L'opposition congolaise ne décolère pas après l'annonce d'un possible nouveau report de l'élection présidentielle. Dimanche, le président de la Commission électorale a annoncé qu'il ne serait pas possible d'organiser le scrutin avant la fin de cette année. La date avait pourtant été fixée en décembre 2016, après la fin du mandat de Joseph Kabila. Pouvoir et opposition s'étaient mis d'accord pour que la présidentielle et les législatives aient lieu avant la fin 2017.

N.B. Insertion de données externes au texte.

PR #1918, opened 2018-03-08
Dbld: Update package list for Debian Jessie

mitzkia:


dbld/images/required-apt/all.txt
```diff
@@ -44,10 +44,12 @@ strace
 vim
 
 # debian packaging tools
+fakeroot
```
szemere: If you put a package into the "all.txt" list, than you should:
- check if the package is really available on all platforms (fakeroot is)
- remove it from the distribution specific lists (in this case: trusty)

mitzkia: Thanks for the feedback.
I have removed dh-exec and fakeroot from platform specific files.

kira-syslogng:

kira-syslogng:

PR #1924, opened 2018-03-14
Diskq: Fix crash when corrupt disk-queue is read (during move)

gaborznagy:
After fixing the restart functionality of disk-queue (see PR #1886) our test cases found another bug in non-reliable disk-queue.

After a successful message pop from disk-queue (either from qout or from overflow buffer or from the disk itself) we call a `move_disk` function to move the messages between the different queues.
Order of moving messages:
qout <-- qdisk <-- qoverflow.

In this `move_disk` function there is a lack of error handling when reading from the disk which results in a crash when `log_msg_get_size` is called with passing a NULL pointer to it.

Note that reliable disk-buffer is not affected.

Question:
* When will the invalid read reported to the user of disk-queue? `_move_disk()` is a void function.

### DIFF
--- a/lib/logmsg/logmsg.c
+++ b/lib/logmsg/logmsg.c
@@ -1852,6 +1852,8 @@ log_msg_lookup_time_stamp_name(const gchar *name)
 
 gssize log_msg_get_size(LogMessage *self)
 {
+  if(!self) return 0;
+
   return
     sizeof(LogMessage) + // msg.static fields
     + self->alloc_sdata * sizeof(self->sdata[0]) +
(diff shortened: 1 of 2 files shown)


kira-syslogng:
success

kira-syslogng:

lib/logmsg/logmsg.c
```diff
@@ -1852,6 +1852,8 @@ log_msg_lookup_time_stamp_name(const gchar *name)
 
 gssize log_msg_get_size(LogMessage *self)
 {
+  if(!self) return 0;
```
furiel: I would prefer an assert here.

gaborznagy: I agree with your reason that a NULL is not a valid LogMessage, but I would not change it.
Using assert would lead an immediate crash which would be unnecessary if we can handle it gracefully.
* There is no valid LogMessage that would be evaluated to 0, therefore a 0 is always an error.
* If we would like to avoid syslog-ng crashes and assert would be preferred then each `log_msg_get_size` call should be guarded. Of course with returning 0 then the user of `log_msg_get_size` should make the error handling.

furiel: Thanks for explaining, fine for me

kira-syslogng:

kira-syslogng:
success

PR #1926, opened 2018-03-16
basicfuncs: add support for negative indexes in $(list-nth)

bazsi:
Negative indexes are interpreted in a similar way to $(list-slice), e.g.
they are calculated from the end of the list.

### DIFF
--- a/modules/basicfuncs/list-funcs.c
+++ b/modules/basicfuncs/list-funcs.c
@@ -86,8 +86,8 @@ _list_count(gint argc, GString *argv[])
 }
 
 static void
-_adjust_list_slice(gint argc, GString *argv[],
-                   gint *first_ndx, gint *last_ndx)
+_translate_negative_list_slice_indices(gint argc, GString *argv[],
+                                       gint *first_ndx, gint *last_ndx)
 {
   gint count = -1;
 
@@ -111,7 +111,7 @@ _list_slice(gint argc, GString *argv[], GString *result,
   if (argc == 0)
     return;
 
-  _adjust_list_slice(argc, argv, &first_ndx, &last_ndx);
+  _translate_negative_list_slice_indices(argc, argv, &first_ndx, &last_ndx);
 
   /* NOTE: first_ndx and last_ndx may be negative, so these loops must cover
    * that case, by interpreting negative first_ndx as "0", and negative
@@ -140,6 +140,14 @@ _list_slice(gint argc, GString *argv[], GString *result,
 }
 
 static void
+_translate_negative_list_index(gint argc, GString *argv[],
+                               gint *ndx)
+{
+  if (*ndx < 0)
+    *ndx += _list_count(argc, argv);
+}
+
+static void
 _list_nth(gint argc, GString *argv[], GString *result, gint ndx)
 {
   ListScanner scanner;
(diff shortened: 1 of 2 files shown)


kira-syslogng:

kira-syslogng:
success

modules/basicfuncs/list-funcs.c
```diff
@@ -139,6 +139,19 @@ _list_slice(gint argc, GString *argv[], GString *result,
...
+static void
+_adjust_list_index(gint argc, GString *argv[],
+                   gint *ndx)
+{
+  gint count = -1;
+
+  if (*ndx < 0)
+    count = _list_count(argc, argv);
+
+  if (*ndx < 0)
```
szemere: Didn't you mean? `count > 0`

modules/basicfuncs/list-funcs.c
```diff
@@ -151,6 +164,8 @@ _list_nth(gint argc, GString *argv[], GString *result, gint ndx)
   list_scanner_init(&scanner);
   list_scanner_input_gstring_array(&scanner, argc, argv);
 
+  _adjust_list_index(argc, argv, &ndx);
```
szemere: This is clearly just a personal opinion! Leave it as is if you want.
I would prefer: _translate_negative_index_into_nth

modules/basicfuncs/list-funcs.c
```diff
@@ -151,6 +164,8 @@ _list_nth(gint argc, GString *argv[], GString *result, gint ndx)
...
+
   i = 0;
   while (i < ndx && list_scanner_scan_next(&scanner))
```
szemere: I don't know what is the desired behaviour in case of index errors, but with the original code in case of "index overflow" we will do nothing.
After this loop `i == ndx`, and the `list_scanner_scan_next` will return FALSE in the next if statement.

With this modification in case of negative "overflow". i.e: `length == 3; ndx == -4`
`_adjust_list_index` will produce: `ndx == -1`
In the loop we will exit with `i==0 > ndx==-1`.
And in the next if statement: `i==0 > ndx == -1` && `list_scanner_scan_next` will return TRUE and set the position to the first element.

modules/basicfuncs/list-funcs.c
bazsi: This was originally modeled after _adjust_list_slice(), which only triggered the count calculation
if either first_ndx or last_ndx was negative. With this one, only the ndx can be negative, so no point in having both conditionals. I have now merged them.

Thanks for catching this.

modules/basicfuncs/list-funcs.c
bazsi: This was a good catch, and indeed my testcases were not enough to catch this. I have now added a couple more tests and also fixed the code.

Thanks for spotting this.

bazsi:
With that I think I have addressed all review comments.

modules/basicfuncs/list-funcs.c
```diff
@@ -139,6 +139,19 @@ _list_slice(gint argc, GString *argv[], GString *result,
   list_scanner_deinit(&scanner);
 }
 
+static void
+_translate_negative_list_index(gint argc, GString *argv[],
+                   gint *ndx)
+{
+  gint count = -1;
```
furiel: This line is not used anymore. The whole variable can be eliminated.

kira-syslogng:
success

kira-syslogng:
success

Les propos tenus par le président de la Céni sont « outrageants » pour Pierre Lumbi, le président du G7, l'un des groupements de l'opposition : « C’est outrageant pour la population parce que les raisons qui sont avancées par Nangaa sont des raisons farfelues. La raison réelle de la non-organisation des élections doit être cherchée ailleurs. C’est beaucoup plus l’instrumentalisation de la Céni par le président et sa famille politique. Nous, nous pensons qu’il est encore possible de tenir le calendrier. Et s’il ne peut pas tenir ce calendrier-là, on a prévu dans le cadre de l’Accord des mécanismes. Pourquoi est-ce que Nangaa n’a pas pu discuter avec les autres acteurs politiques ? Il y a un mécanisme au sein de la Céni, dans lequel nous nous concertons régulièrement pour parler de ce genre de choses. Il faut pouvoir en discuter. Et il n’a discuté avec personne, si ce n’est bien entendu, [avec] ceux qui lui dictent la conduite qu’il faut tenir. C’est une volonté manifeste de bloquer le processus électoral ».

Raisons sécuritaires

Pour expliquer ce retard, le président de la Céni met en avant l'insécurité qui règne dans certaines régions du pays, notamment le Kasaï, ne permet pas de garantir le bon déroulement des élections. Mais pour Augustin Kabuya, le porte-parole du parti d'opposition de l’Union pour la démocratie et le progrès social (UDPS), l'argument sécuritaire ne tient pas : « D’abord, la fameuse situation d’insécurité, c’est eux-mêmes qui en sont à la base. La preuve en est que quand la communauté internationale a mené des enquêtes pour connaître l’origine de cette insécurité, le gouvernement s’y est opposé. Ils brandissent l’argument selon lequel nous sommes un Etat souverain. Ils veulent être juges et parties. C’est là où nous disons qu'ils ne veulent plus qu’il y ait des élections cette année pour que Monsieur Joseph Kabila s’éternise au pouvoir. Et nous à notre niveau, nous ne sommes pas prêts pour un quelconque dialogue. Ça, je vous dis, Joseph Kabila a déjà épuisé tous les deux mandats depuis le 19 décembre de l’année passée ».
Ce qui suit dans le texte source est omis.